EXERCISE MATERIAL ::
PR #299, opened 2019-08-20
Problem: (CRO-339) Missing staking state RPC

calvinaco:
Solution: Added staking state RPC


client-rpc/src/rpc/staking_rpc.rs
```diff
@@ -100,6 +103,12 @@ where
             .map_err(to_rpc_error)
     }
 
+    fn state(&self, request: WalletRequest, address: StakedStateAddress) -> Result<StakedState> {
```
leejw51: how about get_state ?

leejw51: or get_staked_state

PR #310, opened 2019-08-22
Problem: (CRO-224) Missing network ops integration tests

calvinaco:
Solution: Added network ops integration tests


calvinaco:
Seems there is some minor problem when the env is brought up by Docker, I will investigate.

ASSIGNMENT :: Only a word-for-word repetition of the lines from the one containing "client-rpc/src/rpc/staking_rpc.rs" to the final line of the data above counts as the answer.

YOUR SOLUTION ::
client-rpc/src/rpc/staking_rpc.rs
```diff
@@ -100,6 +103,12 @@ where
             .map_err(to_rpc_error)
     }
 
+    fn state(&self, request: WalletRequest, address: StakedStateAddress) -> Result<StakedState> {
```
leejw51: how about get_state ?

leejw51: or get_staked_state

PR #310, opened 2019-08-22
Problem: (CRO-224) Missing network ops integration tests

calvinaco:
Solution: Added network ops integration tests


calvinaco:
Seems there is some minor problem when the env is brought up by Docker, I will investigate.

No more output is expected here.